Children: May be used in children aged 2 years and older.

Overdose.

There are no data on cases of overdose with oral formulations of acetylcysteine.

It has been reported that volunteers took 11.2 g of acetylcysteine per day for 3 months without experiencing any serious adverse effects.

Acetylcysteine, when administered at doses of 500 mg/kg/day, does not cause overdose.

Symptoms.

Overdose may manifest with gastrointestinal symptoms such as nausea, vomiting, and diarrhea.

Treatment.

There is no specific antidote for acetylcysteine poisoning; treatment is symptomatic.

Adverse Reactions

The most common adverse reactions associated with oral administration of acetylcysteine are gastrointestinal reactions. Hypersensitivity reactions, including anaphylactic shock, anaphylactic/anaphylactoid reactions, bronchospasm, angioedema, rash, and pruritus, occurred less frequently.

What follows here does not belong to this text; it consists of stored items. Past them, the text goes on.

PR #384, opened 2020-08-27
Add column layout to supp app page [DAH-36]

akegan:
DAH-36


app/javascript/components/molecules/FormGrid.js
```diff
@@ -26,7 +26,7 @@ FormGrid.Row.defaultProps = {
 
 // NOTE: Grid is hardcoded. This should not be generic element
 FormGrid.Item = ({ children }) => (
-  <div className='form-grid_item small-12 medium-6 large-3 column'>
+  <div className='form-grid_item small-12 medium-12 large-6 column'>
```
akegan, line 29: this impacts the paper application page too but I think it looks OK

app/javascript/components/supplemental_application/SupplementalApplicationContainer.js
```diff
@@ -17,13 +16,23 @@ import LeaseInformationInputs from './sections/LeaseInformationInputs'
...
+
 import validate, { touchAllFields } from '~/utils/form/validations'
 import ParkingInformationInputs from './sections/ParkingInformationInputs'
 import { convertPercentAndCurrency } from '../../utils/form/validations'
+import AsymColumnLayout from '../organisms/AsymColumnLayout'
 
 const StatusUpdateSection = withContext(({ store, formIsValid }) => {
-  const { statusHistory, openUpdateStatusModal, openAddStatusCommentModal, loading } = store
-  let recentStatusUpdate = statusHistory && statusHistory[0] ? statusHistory[0] : { status: null, comment: null, date: null }
+  const {
```
akegan, line 27: this was autoformatted and I thought it does look better this way

app/javascript/components/molecules/FormGrid.js
akegan, line 29: this impacts the paper application page too but I think it looks OK

app/javascript/components/molecules/ContentSection.js
```diff
@@ -9,14 +9,14 @@ const ContentSection = ({ title, description, children }) => (
 )
 
 ContentSection.Header = ({ title, description }) => (
-  <div className='app-inner header-wide'>
+  <div className='app-inner'>
```
akegan, line 12: removing all of these x-wide classes get rid of some pretty heavy left-padding to help the columns look OK. This impacts the paper app too but again I think it's OK

.vscode/settings.json
```diff
@@ -1,3 +1,7 @@
 {
-  "prettier.requireConfig": true
-}
+    "standard.validate": [
```
akegan, line 2: I'm thinking we should probably remove this from being tracked in git unless we want to force folks to use the same linting extensions

akegan (commented):
ended up being a lot of formatting changes but hopefully they're all helpful? I can revert if they'll cause issues. 

I left confirmed household untouched for now so I don't cause conflicts with @software-project 's PR

This PR:
1. Moves most fields on the supp app into their own FormGrid.Row
1. Introduces the AsymColumnLayout pattern with sidebar and main content
1. Updates content section styles to remove some padding
1. Formats a bunch of files. (I ran prettier on them)

.vscode/settings.json
james-wills-sf: Yeah let's add the whole .vscode folder to the gitignore. I think we should be using the same linting rules but we don't need to impose limitations on what extensions are used to highlight + fix them (unless we find that one works best for some reason)

app/javascript/components/molecules/ContentSection.js
```diff
@@ -39,7 +38,7 @@ ContentSection.Content = ({ children, borderBottom, paddingBottomNone, marginTop
   )
 }
 
-ContentSection.Sub = ({ title, description, borderBottom = true, children }) => (
+ContentSection.Sub = ({ title, description, borderBottom = false, children }) => (
```
james-wills-sf, line 41: Not asking you to change anything, but one rule we followed at my last job that I liked is that optional boolean props _always_ default to false. I recommend we make that a general style rule across partners too

using this component for example, the two options for calling it with borderbottom look like:
```
// with a border
<ContentSection.Sub borderBottom />
```
or
```
// without a border
<ContentSection.Sub />
```

When the prop defaults to true your options look like:
```
// with a border
<ContentSection.Sub />
```
or
```
// without a border
<ContentSection.Sub  borderBottom={false} />
```

Which is just eeeever so slightly more noise since you can't use the "prop name defaults to true" shorthand.

app/javascript/components/supplemental_application/SupplementalApplicationContainer.js
```diff
@@ -162,62 +202,105 @@ const SupplementalApplicationContainer = ({ store }) => {
...
-            </div>
-          </form>
-          <StatusModalWrapper
-            {...statusModal}
-            onClose={handleStatusModalClose}
-            onSubmit={(submittedValues) => handleStatusModalSubmit(submittedValues, convertPercentAndCurrency(form.getState().values))}
-          />
-        </>
+              <AsymColumnLayout.Container>
+
```
james-wills-sf, line 264: nit: remove newline

app/javascript/components/supplemental_application/sections/DemographicsInputs.js
```diff
@@ -11,44 +11,57 @@ const DemographicsInputs = () => {
...
               fieldName='number_of_dependents'
               options={numberOfPeopleOptions}
               format={formUtils.formatNumber}
-              label='Number of Dependents' />
+              label='Number of Dependents'
+            />
           </FormGrid.Group>
         </FormGrid.Item>
-
+      </FormGrid.Row>
```
james-wills-sf, line 26: So I'm happy with the `Object.SpecificComponent` naming convention for something that's used less frequently, but it might be nice if we started just using these directly as `<Row />` `<Group />` etc. Since they're supposed to be very generic components I think it's okay that they have short, generic names.

Something to think about, not asking you to make changes here since it's the existing pattern.

james-wills-sf (approved):
@akegan lgtm!

PR #385, opened 2020-08-27
Add .vscode to .gitignore

akegan:
Forgot to make this change in #384 before merging


james-wills-sf:
@akegan lgtm

james-wills-sf (approved):

akegan:
@james-wills-sf So I'm actually thinking now that we should keep settings.json for this workspace in git after all? Especially since we now have recommended settings to get linting to work on save. Folks can override settings in user settings if they want? 

Another suggestion from [this stack overflow post](https://stackoverflow.com/questions/32964920/should-i-commit-the-vscode-folder-to-source-control) is to commit them as default like settings.json.default so folks can copy if they want to

james-wills-sf:
@akegan yeah I think keeping it in the repo is fine, if we run into issues with it we can reconsider later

The adverse reactions listed below are categorized by system organ class and frequency of occurrence: very common (≥ 1/10), common (≥ 1/100 to < 1/10), uncommon (≥ 1/1,000 to < 1/100), rare (≥ 1/10,000 to < 1/1,000), very rare (< 1/10,000), and not known (cannot be estimated from available data).

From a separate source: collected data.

PR #386, opened 2020-08-27
Features/update status unit tests

james-wills-sf:


spec/javascript/components/molecules/LeaseUpSidebarButtons.test.js
```diff
@@ -1,10 +1,10 @@
 import React from 'react'
-import renderer from 'react-test-renderer'
+import { shallow } from 'enzyme'
 import LeaseUpSidebarButtons from 'components/molecules/LeaseUpSidebarButtons'
 
 describe('LeaseUpSidebarButtons', () => {
   test('should render correctly with mobile styling', () => {
-    const wrapper = renderer.create(
+    const wrapper = shallow(
```
james-wills-sf, line 7: Instead of using `react-test-renderer`'s `render.create` to make wrappers, use [shallow](https://enzymejs.github.io/enzyme/docs/api/shallow.html) instead. 

The react-test-renderer create method deeply renders a component, meaning it renders the component's elements and all of its children's components elements. This makes the snapshots huge and hard to read, and means our unit tests for wrapper components are actually testing every child component they contain.

Shallow only renders one level deep, so say you're writing a test for MyComponent:

```
const MyChildComponent = (someProp) => (
<div>
  <div className="div3">
    <div className="div4" />
  </div>
  <div className="div5">
    <div className="div6" />
  </div>
</div>
)

const MyComponent = () => (
<div>
  <div className="div1">
    <div className="div2" />
  </div>
  <MyChildComponent someProp={true} />
  <MyChildComponent someProp={false} />
</div>
)
```

The shallow snapshot would look like:
```
<div>
  <div className="div1">
    <div className="div2" />
  </div>
  <MyChildComponent someProp={true} />
  <MyChildComponent someProp={false} />
</div>
```
and the renderer.create snapshot would look like:
```
<div>
  <div className="div1">
    <div className="div2" />
  </div>
  <div>
  <div className="div3">
    <div className="div4" />
  </div>
  <div className="div5">
    <div className="div6" />
  </div>
  </div>
  <div>
    <div className="div3">
      <div className="div4" />
    </div>
    <div className="div5">
      <div className="div6" />
    </div>
  </div>
</div>
```

spec/javascript/components/molecules/StatusItems.test.js
```diff
@@ -1,43 +1,139 @@
...
   })
 
-  test('should render multiple status items correctly', () => {
-    const wrapper = getWrapper(mockStatusItems())
-    expect(wrapper).toMatchSnapshot()
+  describe('with a single item in the status items list', () => {
+    const statusItems = [mockStatusItems()]
+
+    test('should render one status item when no limit is specified', () => {
+      expect(getWrapper(statusItems).find(StatusItem)).toHaveLength(1)
```
james-wills-sf, line 74: `shallow` wrappers also let us do queries using components, instead of complicated selectors with only root elements and classnames.

spec/javascript/components/molecules/StatusItems.test.js
```diff
@@ -1,43 +1,139 @@
...
 )
 
+const TIMESTAMP_AUGUST_25_2020 = 1598338800
+const TIMESTAMP_AUGUST_26_2020 = 1598400000
+
 describe('StatusItems', () => {
-  test('should render empty status items correctly', () => {
-    const wrapper = getWrapper([])
-    expect(wrapper).toMatchSnapshot()
+  describe('snapshot tests', () => {
```
james-wills-sf, line 18: Snapshot tests can still sometimes be useful, but our main tests should be specific unit tests. This file has some snapshot and some unit tests

app/javascript/components/molecules/StatusItems.js
```diff
@@ -1,46 +1,9 @@
...
-
-const StatusDate = ({ timeStamp }) => (
-  <div className='status-item-date'>
-    {moment.unix(timeStamp).format('MMMM Do YYYY')}
-  </div>
-)
-
-StatusDate.propTypes = { timeStamp: PropTypes.number }
-
-const StatusItem = ({ statusItem }) => {
```
james-wills-sf, line 18: One issue with shallow rendering is if we declare multiple components in a single file and only export one of them, the shallow rendering won't actually be testing the child components. If you want the children to be tested, you should either move the child into its own file or add an `export` to the child component definition that's only used by the spec files.

spec/javascript/components/atoms/StatusPill.test.js
```diff
@@ -0,0 +1,37 @@
+import React from 'react'
+import { shallow } from 'enzyme'
+import StatusPill from 'components/atoms/StatusPill'
+
+const getWrapper = (status) => shallow(<StatusPill status={status} />)
+
+describe('StatusPill', () => {
+  test('should render properly with approved status', () => {
```
james-wills-sf, line 8: With sufficiently simple components I think snapshot tests do the job fine.

for example this snapshot just looks like this:
```
<div
  className="status-pill is-appealed"
>
  Appealed
</div>
```

That's pretty readable and not much different from a test that specifically tests if the `is-appealed` class is applied

akegan (approved):
good improvements!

Within each group, adverse reactions are listed in order of decreasing severity.

Immune system disorders:
Uncommon – hypersensitivity; very rare – anaphylactic shock, anaphylactic/anaphylactoid reactions.

Blood and lymphatic system disorders:
Not known – anemia.

Nervous system disorders:
Uncommon – headache.

Ear and labyrinth disorders:
Uncommon – tinnitus.

Cardiac disorders:
Uncommon – tachycardia.

Vascular disorders:
Very rare – hemorrhages.

Thoracic organ and mediastinum disorders:
Rare – bronchospasm, dyspnea.

Respiratory system disorders:
Not known – rhinorrhea.

Gastrointestinal disorders:
Uncommon – vomiting, diarrhea, stomatitis, abdominal pain, nausea; rare – dyspepsia; not known – unpleasant breath odor.

Skin and subcutaneous tissue disorders:
Uncommon – urticaria, rash, Quincke's edema (angioedema), pruritus; not known – eczema.

General disorders and administration site conditions:
Uncommon – hyperthermia; not known – facial swelling.

Investigations:
Uncommon – decreased blood pressure.

In very rare cases, severe skin reactions such as Stevens-Johnson syndrome and Lyell's syndrome have been reported in association with acetylcysteine use. In most of these cases, at least one other medicinal product is more likely to have caused the mucocutaneous syndrome. Therefore, if any new skin or mucous membrane changes occur, patients should consult a physician immediately and discontinue acetylcysteine treatment without delay.

Cases of decreased platelet aggregation have been reported; however, the clinical significance of this effect has not been established.

Reporting of adverse reactions

Reporting suspected adverse reactions after a medicinal product's authorization is important. It allows continued monitoring of the benefit-risk balance of the medicinal product. Healthcare professionals and patients, as well as their legal representatives, are encouraged to report any suspected adverse reactions and lack of efficacy via the Automated Pharmacovigilance Information System at the following link: https://aisf.dec.gov.ua.

Shelf life. 2 years.

Storage conditions. Store in the original packaging at a temperature not exceeding 25 °C. Keep out of reach of children.

Packaging. Effervescent tablets: № 10 (2×5), № 20 (2×10) in a strip pack within a carton.

Dispensing category. Over-the-counter (without prescription).

Manufacturer. LIMITED LIABILITY COMPANY "CORPORATION "ZDOROVYA".

Manufacturer's address and location of business operations.
22, Shevchenka Street, Kharkiv, Kharkiv Oblast, 61013, Ukraine.